A B-25 bomber airplane crashed into the 79th floor of the Empire State Building on July 28, 1945.
When a Bomber Crashed Into the Empire State Building
On a foggy Saturday morning in July 1945, New Yorkers witnessed something unthinkable: a twin-engine bomber slamming into the world's tallest building at 200 miles per hour. The B-25 Mitchell bomber tore a hole 18 feet wide and 20 feet deep into the north side of the Empire State Building, sending debris raining onto the streets below and igniting fires that would take 40 minutes to extinguish.
Lieutenant Colonel William F. Smith Jr., an experienced and decorated pilot, was flying a routine personnel transport mission from Massachusetts to Newark Airport. He'd logged hundreds of hours in B-17 bombers, but this was only his second time piloting a B-25. When he radioed LaGuardia Field for landing instructions, the tower controller warned him about the weather and advised against coming into Manhattan. Smith pressed on anyway.
Flying Blind Through the Fog
The fog was so thick that morning that Smith couldn't see the tops of skyscrapers until it was too late. Witnesses reported seeing the bomber emerge from the clouds, dangerously low, weaving between buildings in Midtown Manhattan. At 9:49 AM, the aircraft struck the north face of the Empire State Building between the 78th and 80th floors.
The impact was catastrophic. One of the plane's engines shot completely through the building and out the south side, plummeting onto a twelve-story building across the street and igniting a fire.
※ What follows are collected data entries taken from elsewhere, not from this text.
PR #314, opened 2018-09-11
Waf ref before assigment

rustamserg:
Fix using reference before assignment
Fix match call on object not string


AMZN-puvvadar:
Hi @rustamserg ,

I've started review on this, thanks!

AMZN-puvvadar:
Hi @rustamserg ,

The other engine and part of the landing gear crashed into an elevator shaft, severing the cables.
The Miracle Survivor
Twenty-year-old elevator operator Betty Lou Oliver survived the initial crash despite serious burns. Rescuers placed her in an elevator to bring her down to safety. They didn't know the cables had been damaged.
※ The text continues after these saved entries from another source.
PR #315, opened 2018-09-11
Support map with string key serialization

rustamserg:
Fix serialization of map container with string type as key

### DIFF
--- a/dev/Code/CryEngine/CryCommon/Serialization/STLImpl.h
+++ b/dev/Code/CryEngine/CryCommon/Serialization/STLImpl.h
@@ -242,7 +242,7 @@ namespace   std
     }
 
     template<class V>
-    bool Serialize(Serialization::IArchive& ar, std::pair<string, V>& pair, const char* name, const char* label)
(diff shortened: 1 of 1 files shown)


AMZN-puvvadar:
Hi @rustamserg ,

Can you describe the original issue here in some more detail? What was the serialization error that was seen?

dkondrashkin:
Hi, @AMZN-puvvadar,

We've encountered an issue with map container deserialization - it did not work for maps using ```string``` type as a key. In this case compiler has always chosen first ```Serialize(...)``` function overload (accepting ```std::pair<K, V>&``` argument) which, in turn, resulted in an empty map instance. Then we discovered that  second overload treats string keys in a different, yet working way. So we've came up with this fix.

AMZN-puvvadar:
Thanks @dkondrashkin ,

We've started review of this submission.

AMZN-puvvadar:
@dkondrashkin @rustamserg ,

We've accepted this change, thanks again for the submission!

The elevator plummeted 75 floors—over 1,000 feet—in what remains the longest elevator fall survived in history. The emergency braking system and a cushion of compressed air in the shaft at the bottom slowed her descent just enough to save her life. She survived with a broken pelvis, back, and neck.
The Human Toll
Fourteen people died that day: the three crew members aboard the bomber and eleven people working in the building, mostly employees of the Catholic War Relief Services whose offices occupied the impact floors. An estimated 24 others were injured, many suffering severe burns from the aviation fuel that ignited on impact.
The crash caused an estimated $1 million in damage—about $17 million in today's dollars. But remarkably, the Empire State Building's structural integrity wasn't compromised. The building was designed with a steel frame that could withstand significant impact, and workers had the damaged offices repaired and reopened within three months.
The building was open for business as usual on Monday morning, just two days after a bomber had punched a hole through it. The observation deck remained closed for several weeks, but the rest of the building operated normally—a testament to both the building's engineering and New York's resilience.
A Footnote to War's End
The crash occurred less than two weeks before Japan's surrender would end World War II. In the final accounting of the war's tragedies, this accident became a footnote—a reminder that even on home soil, far from combat, the machinery of war could exact a terrible price.
Today, few physical traces of the crash remain. The Empire State Building stands as it did before, its Art Deco facade restored. But the incident established aviation safety protocols still in use today and proved that even the world's most iconic skyscraper could survive the unthinkable.